Companies like Dbt are in a constant (albeit so far successful) struggle with their openness. And every day new founders seem to ask the same question: do I open source? How much do I open source? Then how do I make money?
Caveat: However, I do believe it's not only possible but incredibly valuable to incorporate publishing open source for business purposes into your repertoire. It’s the reason I keep on writing extensively about it.
(6) Open Source is not the only option for data companies, but key challenges need to be solved.
In How to Become The Next 30 Billion $$$ Data Company, I argued that the only way to become a great data company is to rely heavily on open-source.
I don’t think that’s true anymore. I’ve studied the rise of many data companies over the year and I now think I have a better understanding of what I was trying to get at.

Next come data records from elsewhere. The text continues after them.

PR #2283, opened 2025-11-30
Optimize ThreadPool and MatcherBase constructors

Skylion007:
Add a missing reserve and missing std::move to each ctor respectively. The latter should really be caught by a clang-tidy perf linter.


yhirose:
@Skylion007 thanks for your contribution!

PR #2291, opened 2025-12-08
Add C++ modules support

mikomikotaishi:
This pull request adds support for C++20 modules through CMake. It is enabled by the `HTTPLIB_BUILD_MODULES` option (which requires `HTTPLIB_COMPILE` to be enabled, though it probably doesn't have to - I only forced this requirement because it seems to make the most sense to force the library to compile if modules are to be compiled).

### DIFF
--- a/CMakeLists.txt
+++ b/CMakeLists.txt
@@ -250,6 +250,22 @@ if(HTTPLIB_COMPILE)
 		message(FATAL_ERROR "Failed when trying to split cpp-httplib with the Python script.\n${_httplib_split_error}")
 	endif()
 
+	# If building modules, also generate the module file
+	if(HTTPLIB_BUILD_MODULES)
+		# Put the generate_module script into the build dir
+		configure_file(generate_module.py "${CMAKE_CURRENT_BINARY_DIR}/generate_module.py"
+			COPYONLY
+		)
+		# Generate the module file
+		execute_process(COMMAND ${Python3_EXECUTABLE} "${CMAKE_CURRENT_BINARY_DIR}/generate_module.py"
+			WORKING_DIRECTORY ${CMAKE_CURRENT_BINARY_DIR}
+			ERROR_VARIABLE _httplib_module_error
+		)
+		if(_httplib_module_error)
+			message(FATAL_ERROR "Failed when trying to generate cpp-httplib module with the Python script.\n${_httplib_module_error}")
+		endif()
+	endif()
+
 	# split.py puts output in "out"
 	set(_httplib_build_includedir "${CMAKE_CURRENT_BINARY_DIR}/out")
 	add_library(${PROJECT_NAME} ${HTTPLIB_LIB_TYPE} "${_httplib_build_includedir}/httplib.cc")
--- a/split.py
+++ b/split.py
@@ -1,6 +1,6 @@
 #!/usr/bin/env python3
 
-"""This script splits httplib.h into .h, .cc, and .cppm parts."""
+"""This script splits httplib.h into .h and .cc parts."""
 
 import os
 import sys
@@ -48,40 +48,13 @@ def main() -> None:
 
         os.makedirs(args.out, exist_ok=True)
 
-        # Find the Headers and Declaration comment markers
-        headers_start: int = -1
-        declaration_start: int = -1
-        for i, line in enumerate(lines):
-            if ' * Headers' in line:
-                headers_start = i - 1  # Include the /* line
-            elif ' * Declaration' in line:
-                declaration_start = i - 1  # Stop before the /* line
-                break
-
         in_implementation: bool = False
         cc_out: str = args.out + source_name
-        cppm_out: str = args.out + f"/{lib_name}.cppm"
         
-        with open(h_out, 'w') as fh, open(cc_out, 'w') as fc, open(cppm_out, 'w') as fm:
+        with open(h_out, 'w') as fh, open(cc_out, 'w') as fc:
             # Write source file
             fc.write("#include \"httplib.h\"\n")
             fc.write("namespace httplib {\n")
-            
-            # Write module file
-            fm.write("module;\n\n")
-            
-            # Write global module fragment (from Headers to Declaration comment)
-            # Filter out 'using' declarations to avoid conflicts
-            if headers_start >= 0 and declaration_start >= 0:
-                for i in range(headers_start, declaration_start):
-                    line: str = lines[i]
-                    if 'using' not in line:
-                        fm.write(line)
-            
-            fm.write("\nexport module httplib;\n\n")
-            fm.write("export extern \"C++\" {\n")
-            fm.write(f"{' ' * 4}#include \"httplib.h\"\n")
-            fm.write("}\n")
             
             # Process lines for header and source split
             for line in lines:
@@ -95,9 +68,9 @@ def main() -> None:
             
             fc.write("} // namespace httplib\n")
 
-        print(f"Wrote {h_out}, {cc_out}, and {cppm_out}")
+        print(f"Wrote {h_out} and {cc_out}")
     else:
-        print(f"{h_out}, {cc_out}, and module files are up to date")
+        print(f"{h_out} and {cc_out} are up to date")
 
 
 if __name__ == "__main__":
--- a/generate_module.py
+++ b/generate_module.py
@@ -1,0 +1,77 @@
+#!/usr/bin/env python3
+
+"""This script generates httplib.cppm module file from httplib.h."""
+
+import os
+import sys
+from argparse import ArgumentParser, Namespace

My new understanding is, that you will need to heavily rely on three things:
- some kind of standard/ protocol,
- on a large degree of openness,
- and need to make network effects key to your company strategy.
You might be able to do this with open source, you might only cover the first two with open source, or you may not use open source at all. With respect to the lesson before, I’m more inclined to recommend not defaulting to open source, but rather thinking deeply about your strategies in each of these categories.
While open source is the way a large number of companies entered the data space, it might not be the best option. I suggest first focusing on these three pillars and then deciding whether it makes sense to try to utilize open source to make your business happen.
Thanks to P. for making me put this into much nicer words.
Now it is your turn, feel free to tell me I’m still completely wrong!